WHAT THE EXERCISE ASKS :: Starting from the first line, set down the entire listing exactly.

PROVIDED DATA ::
———
PR #1150, opened 2021-04-24
cache some metadata state to avoid querying all the time the database…

goetas:
… schema

|      Q       |   A
|------------- | -----------
| Type         | bug
| BC Break     | no
| Fixed issues |https://github.com/doctrine/DoctrineMigrationsBundle/issues/417

### DIFF
--- a/lib/Doctrine/Migrations/Metadata/Storage/TableMetadataStorage.php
———
RESPONSE TO THE TASK ::
PR #1150, opened 2021-04-24
cache some metadata state to avoid querying all the time the database…

goetas:
… schema

|      Q       |   A
|------------- | -----------
| Type         | bug
| BC Break     | no
| Fixed issues |https://github.com/doctrine/DoctrineMigrationsBundle/issues/417

### DIFF
--- a/lib/Doctrine/Migrations/Metadata/Storage/TableMetadataStorage.php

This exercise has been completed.